Stokes, assistant professor at California State University, Bakersfield; USU colleagues Lorin Neuman-Lee, Charles Hanifin, Susannah French and Edmund “Butch” Brodie, Jr., along with Peter Ducey of the State University of New York, Cortland; former USU faculty member Mike Pfrender of the University of Notre Dame and Edmund Brodie, III, of the University of Virginia, published findings of two flatworm species, Bipalium adventitium and Bipalium kewense, with TTX in the June 25, 2014, open access journal PLoS One.
The team’s research was supported by the National Science Foundation.
“This study is the first to show tetrodotoxin in a terrestrial invertebrate,” says Brodie, Jr., professor in USU’s Department of Biology and the USU Ecology Center and Stokes’ advisor during her graduate studies.
Tetrodotoxin acts by blocking electrical signals in both nerve and muscle tissue, resulting in paralysis and, in sufficient doses, death. Brodie has long studied varied species of North American garter snakes that have evolved an amazing resistance to TTX found in newts, a favorite food of the snakes.
“TTX is thought to originate in marine bacteria and may accumulate in certain organisms, such as pufferfish, through ingestion,” Stokes says. “Some organisms may also produce it, but the origins and ecological functions of toxin in most taxa remain mysterious.”

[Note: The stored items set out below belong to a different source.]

PR #179, opened 2023-10-19
Cmdct 3019 - add period info for R, E, T pages except for page nine

britt-mo:
### Description
Each page in the `Recruitment, Enrollment, and Transitions` section needs the reporting period displayed. The exception is page 9, so I've excluded it and that work is its own card. I put this section into its own component and then brought it into the `ReportPageIntro` component. 

Also, the design has been updated, here is a screenshot of the spec:
Screenshot 2023-10-19 at 2 38 00 PM

### Related ticket(s)

CMDCT-3019

---
### How to test
See that the reporting period text only appears in the Recruitment, Enrollment, and Transitions section, and page 9 differs. Also see that this text doesn't appear on any other pages (this component is shared across the WP and SAR.

### Important updates

---
### Author checklist

---

### DIFF
--- a/services/ui-src/src/components/reports/ReportPeriod.tsx
+++ b/services/ui-src/src/components/reports/ReportPeriod.tsx
@@ -1,0 +1,39 @@
+// components
+import { Box, Heading } from "@chakra-ui/react";
+// utils
+import { displayLongformPeriod } from "utils";
+import { AnyObject } from "types";
+
+export const ReportPeriod = ({ text, reportPeriod }: Props) => {
+  const { section, subsection } = text;
+  const retSection = section === "Recruitment, Enrollment, and Transitions";
+  const pageNine = subsection.includes("HCBS");
+  const currentPeriod = displayLongformPeriod(reportPeriod);
+  return (
+    <Box>
+      {retSection &&
+        (!pageNine ? (
+          <Heading as="h2" sx={sx.periodText}>
+            {currentPeriod}
+          </Heading>
+        ) : (
+          <Heading as="h2" sx={sx.periodText}>
+            This page needs a different calculation
+          </Heading>
+        ))}
+    </Box>
+  );
+};
+
+interface Props {
+  text: AnyObject;
+  [key: string]: any;
+  reportPeriod?: number;
+}
+
+const sx = {
+  periodText: {
+    marginTop: "1.5rem",
+    fontSize: "2xl",
+  },
+};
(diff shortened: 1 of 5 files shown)


trancjessica (commented):
tested locally! lgtm! one thing I would ask product about is if we want the `{ }` showing up? I worked on a ticket where the `{ }` was in the mocks, but it turns out they didn't want them on the page. They just used it to signify the values could change

britt-mo:
@trancjessica I did talk to design about that, the `{}` are supposed to display

trancjessica (dismissed):

services/ui-src/src/components/reports/ReportPeriod.tsx
```diff
@@ -0,0 +1,39 @@
...
+  return (
+    <Box>
+      {retSection &&
+        (!pageNine ? (
+          <Heading as="h2" sx={sx.periodText}>
+            {currentPeriod}
+          </Heading>
+        ) : (
+          <Heading as="h2" sx={sx.periodText}>
+            This page needs a different calculation
```
karla-vm, line 21: Is this a placeholder for now?

karla-vm (dismissed):
Nice! This component is going to be super helpful for the other RE&T pages too, awesome work.

ajaitasaini (dismissed):
seeing the changes correctly!

services/ui-src/src/components/reports/ReportPeriod.tsx
britt-mo: yep haha cause Casie said page 9 is its own card

services/ui-src/src/utils/other/time.ts
```diff
@@ -163,3 +163,12 @@ export const calculateRemainingSeconds = (expiresAt?: any) => {
   if (!expiresAt) return 0;
   return moment(expiresAt).diff(moment()) / 1000;
 };
+
+export const displayLongformPeriod = (period: number | undefined) => {
+  const currentYear = new Date().getFullYear();
```
ntsummers1, line 168: We can grab the reportYear from the metadata here as well. No need to calculate the current year!

ntsummers1: Might be important because if you review an old SAR the current year would be when you view it, not when the SAR Was actually created

britt-mo: good point

ntsummers1 (approved):
Thanks for the quick fix!

PR #199, opened 2023-11-02
start bringing over PDF components from MCR

cassandradanger:
### Description

The second step in creating the WP PDF - porting over PDF components from MCR. 

There is probably a component or two that I won't end up needing, but I'm bringing them over now, and will delete later if I don't need them, or can't repurpose them.

### Related ticket(s)

CMDCT-218

---
### How to test

You can create a workplan and then click Review PDF to be taken to the PDF export - there are a few things showing up, and hopefully no breaking errors.
You can fill out a WP and click Review PDF to see the export, which should have a little bit more info and components to see, and also no breaking errors.

### Important updates

---
### Author checklist

---

### DIFF
--- a/services/ui-src/src/components/export/ExportedReportFieldTable.tsx
+++ b/services/ui-src/src/components/export/ExportedReportFieldTable.tsx
@@ -1,0 +1,204 @@
+import { ReactElement } from "react";
+// components
+import { Table } from "components";
+// types, utils
+import { useStore } from "utils";
+import {
+  Choice,
+  EntityShape,
+  FieldChoice,
+  FormField,
+  StandardReportPageShape,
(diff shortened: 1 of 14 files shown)


services/ui-src/src/components/export/ExportedReportFieldTable.tsx
```diff
@@ -0,0 +1,204 @@
+import { ReactElement } from "react";
```
cassandradanger, line 1: I might not need this component, since it doesn't look like we have a ReportFieldTable - but I figure I'll bring it over and delete it if I can't repurpose it

gmrabian (approved):
export page has more stuff! some is just spilled out json, though I know this is WIP

PR #776, opened 2025-04-10
chore: pin ansible-core to 2.16

ttuffin:
In light of upcoming changes in ansible-core, pinning the version to 2.16 while we investigate the impact.

[AAP-43723](https://issues.redhat.com/browse/AAP-43723)

https://github.com/ansible/ansible/pull/84621

### DIFF
--- a/Dockerfile
+++ b/Dockerfile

Stokes and her colleagues found the two flatworms in their study use TTX to subdue and feast on much larger earthworm prey.
“We also found the toxin in the egg capsules of one of the species,” she says. “This may indicate a further role of TTX as a way of protecting offspring from opportunistic predators.”
The authors say the study’s findings will allow further investigation of the production or accumulation of the neurotoxin in terrestrial systems.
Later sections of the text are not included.